Transcribe the records exactly from the line with "SuperQ: I don't" to the end, both included.
(Beginning of INPUT DATA)
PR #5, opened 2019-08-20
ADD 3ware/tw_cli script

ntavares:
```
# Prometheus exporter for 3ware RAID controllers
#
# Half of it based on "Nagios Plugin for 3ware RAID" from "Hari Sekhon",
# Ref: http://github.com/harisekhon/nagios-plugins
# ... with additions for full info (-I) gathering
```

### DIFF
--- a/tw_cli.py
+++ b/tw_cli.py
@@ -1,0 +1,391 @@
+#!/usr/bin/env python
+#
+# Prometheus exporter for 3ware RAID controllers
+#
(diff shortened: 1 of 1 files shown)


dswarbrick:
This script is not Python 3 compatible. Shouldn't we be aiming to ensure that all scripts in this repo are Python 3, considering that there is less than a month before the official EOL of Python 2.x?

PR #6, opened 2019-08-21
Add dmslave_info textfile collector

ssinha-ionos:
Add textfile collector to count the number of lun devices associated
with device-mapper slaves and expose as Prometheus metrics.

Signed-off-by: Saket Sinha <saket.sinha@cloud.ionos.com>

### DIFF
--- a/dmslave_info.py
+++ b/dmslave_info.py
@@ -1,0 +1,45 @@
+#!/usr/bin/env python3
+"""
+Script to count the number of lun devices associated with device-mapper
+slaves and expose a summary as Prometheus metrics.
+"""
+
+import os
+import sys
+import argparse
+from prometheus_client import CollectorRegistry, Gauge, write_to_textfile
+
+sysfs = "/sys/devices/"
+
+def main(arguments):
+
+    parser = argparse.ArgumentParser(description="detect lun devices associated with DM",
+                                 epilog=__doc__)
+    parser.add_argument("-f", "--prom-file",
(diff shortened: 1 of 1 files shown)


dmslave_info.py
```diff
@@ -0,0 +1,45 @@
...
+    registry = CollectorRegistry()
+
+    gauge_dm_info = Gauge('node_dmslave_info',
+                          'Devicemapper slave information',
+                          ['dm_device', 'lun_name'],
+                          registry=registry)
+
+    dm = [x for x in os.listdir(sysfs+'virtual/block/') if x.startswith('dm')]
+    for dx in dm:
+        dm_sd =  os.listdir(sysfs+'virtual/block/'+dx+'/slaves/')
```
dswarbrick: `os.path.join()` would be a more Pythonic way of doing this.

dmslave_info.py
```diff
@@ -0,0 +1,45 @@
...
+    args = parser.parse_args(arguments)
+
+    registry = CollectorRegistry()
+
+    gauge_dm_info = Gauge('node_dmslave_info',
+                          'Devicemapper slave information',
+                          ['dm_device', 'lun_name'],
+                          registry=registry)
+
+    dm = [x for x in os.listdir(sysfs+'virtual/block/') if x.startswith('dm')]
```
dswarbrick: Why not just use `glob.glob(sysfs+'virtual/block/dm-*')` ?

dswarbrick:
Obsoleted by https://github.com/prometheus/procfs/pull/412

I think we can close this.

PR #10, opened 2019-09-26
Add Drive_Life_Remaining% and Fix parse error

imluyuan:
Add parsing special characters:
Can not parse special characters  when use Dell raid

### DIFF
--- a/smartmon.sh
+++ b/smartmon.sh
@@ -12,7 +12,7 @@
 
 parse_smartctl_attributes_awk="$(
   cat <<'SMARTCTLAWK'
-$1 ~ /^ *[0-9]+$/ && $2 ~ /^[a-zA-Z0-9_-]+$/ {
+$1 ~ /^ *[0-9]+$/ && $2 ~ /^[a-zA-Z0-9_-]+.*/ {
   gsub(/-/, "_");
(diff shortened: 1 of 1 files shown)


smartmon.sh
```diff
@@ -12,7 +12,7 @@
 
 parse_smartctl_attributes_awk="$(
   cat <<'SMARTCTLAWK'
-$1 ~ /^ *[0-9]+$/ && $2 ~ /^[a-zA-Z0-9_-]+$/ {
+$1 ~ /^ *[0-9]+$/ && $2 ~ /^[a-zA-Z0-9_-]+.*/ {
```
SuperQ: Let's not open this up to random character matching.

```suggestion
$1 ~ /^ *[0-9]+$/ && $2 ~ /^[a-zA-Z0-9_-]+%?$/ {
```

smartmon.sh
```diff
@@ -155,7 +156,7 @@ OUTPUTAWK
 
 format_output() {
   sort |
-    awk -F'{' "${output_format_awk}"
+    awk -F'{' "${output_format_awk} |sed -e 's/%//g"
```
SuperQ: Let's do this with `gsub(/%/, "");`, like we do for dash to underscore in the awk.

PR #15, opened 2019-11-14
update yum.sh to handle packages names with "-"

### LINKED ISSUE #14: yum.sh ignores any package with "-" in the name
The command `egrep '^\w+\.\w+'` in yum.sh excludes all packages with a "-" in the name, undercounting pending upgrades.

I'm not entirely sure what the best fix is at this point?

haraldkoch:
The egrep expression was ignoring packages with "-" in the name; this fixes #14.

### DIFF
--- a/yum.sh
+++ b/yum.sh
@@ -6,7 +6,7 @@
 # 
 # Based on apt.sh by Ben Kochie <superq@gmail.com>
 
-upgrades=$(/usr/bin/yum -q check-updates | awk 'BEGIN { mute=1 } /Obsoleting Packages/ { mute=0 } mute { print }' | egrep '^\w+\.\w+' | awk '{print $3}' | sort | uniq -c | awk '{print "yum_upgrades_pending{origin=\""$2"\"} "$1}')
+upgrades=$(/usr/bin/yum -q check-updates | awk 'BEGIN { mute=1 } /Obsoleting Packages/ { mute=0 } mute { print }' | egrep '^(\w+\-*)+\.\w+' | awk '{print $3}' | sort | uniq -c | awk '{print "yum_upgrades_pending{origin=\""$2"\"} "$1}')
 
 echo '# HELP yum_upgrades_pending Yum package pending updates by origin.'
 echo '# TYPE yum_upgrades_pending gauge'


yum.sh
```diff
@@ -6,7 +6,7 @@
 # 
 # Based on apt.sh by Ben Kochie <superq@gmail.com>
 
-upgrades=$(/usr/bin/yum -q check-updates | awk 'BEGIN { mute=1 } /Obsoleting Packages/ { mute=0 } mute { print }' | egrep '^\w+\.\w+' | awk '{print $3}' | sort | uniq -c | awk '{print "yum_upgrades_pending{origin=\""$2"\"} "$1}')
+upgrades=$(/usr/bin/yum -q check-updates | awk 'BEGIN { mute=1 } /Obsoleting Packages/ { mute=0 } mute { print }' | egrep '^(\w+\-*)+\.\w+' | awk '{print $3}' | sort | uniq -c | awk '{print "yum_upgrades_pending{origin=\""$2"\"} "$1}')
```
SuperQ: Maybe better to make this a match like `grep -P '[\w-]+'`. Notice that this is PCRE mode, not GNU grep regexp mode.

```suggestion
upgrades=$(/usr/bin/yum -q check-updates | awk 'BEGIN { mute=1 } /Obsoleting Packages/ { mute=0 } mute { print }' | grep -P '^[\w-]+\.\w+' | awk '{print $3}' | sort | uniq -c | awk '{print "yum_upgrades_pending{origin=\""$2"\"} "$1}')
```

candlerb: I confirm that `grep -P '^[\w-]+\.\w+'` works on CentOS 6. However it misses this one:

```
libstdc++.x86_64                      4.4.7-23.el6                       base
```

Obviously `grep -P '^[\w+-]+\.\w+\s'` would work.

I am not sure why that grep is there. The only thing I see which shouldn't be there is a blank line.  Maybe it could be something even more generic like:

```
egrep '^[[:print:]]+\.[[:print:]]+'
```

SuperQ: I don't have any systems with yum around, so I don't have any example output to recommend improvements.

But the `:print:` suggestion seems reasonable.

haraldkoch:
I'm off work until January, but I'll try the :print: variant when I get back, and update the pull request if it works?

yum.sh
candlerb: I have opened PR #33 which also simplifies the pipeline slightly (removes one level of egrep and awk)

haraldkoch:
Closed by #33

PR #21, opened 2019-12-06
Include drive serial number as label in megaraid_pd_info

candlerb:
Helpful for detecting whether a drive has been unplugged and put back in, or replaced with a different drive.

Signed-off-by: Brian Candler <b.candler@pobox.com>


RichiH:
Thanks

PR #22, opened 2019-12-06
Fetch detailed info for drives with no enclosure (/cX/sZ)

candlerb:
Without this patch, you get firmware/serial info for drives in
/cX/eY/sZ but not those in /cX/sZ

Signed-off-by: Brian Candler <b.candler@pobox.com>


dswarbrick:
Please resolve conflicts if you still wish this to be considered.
(End of INPUT DATA)
RESULT FOR THIS EXERCISE:
SuperQ: I don't have any systems with yum around, so I don't have any example output to recommend improvements.

But the `:print:` suggestion seems reasonable.

haraldkoch:
I'm off work until January, but I'll try the :print: variant when I get back, and update the pull request if it works?

yum.sh
candlerb: I have opened PR #33 which also simplifies the pipeline slightly (removes one level of egrep and awk)

haraldkoch:
Closed by #33

PR #21, opened 2019-12-06
Include drive serial number as label in megaraid_pd_info

candlerb:
Helpful for detecting whether a drive has been unplugged and put back in, or replaced with a different drive.

Signed-off-by: Brian Candler <b.candler@pobox.com>


RichiH:
Thanks

PR #22, opened 2019-12-06
Fetch detailed info for drives with no enclosure (/cX/sZ)

candlerb:
Without this patch, you get firmware/serial info for drives in
/cX/eY/sZ but not those in /cX/sZ

Signed-off-by: Brian Candler <b.candler@pobox.com>


dswarbrick:
Please resolve conflicts if you still wish this to be considered.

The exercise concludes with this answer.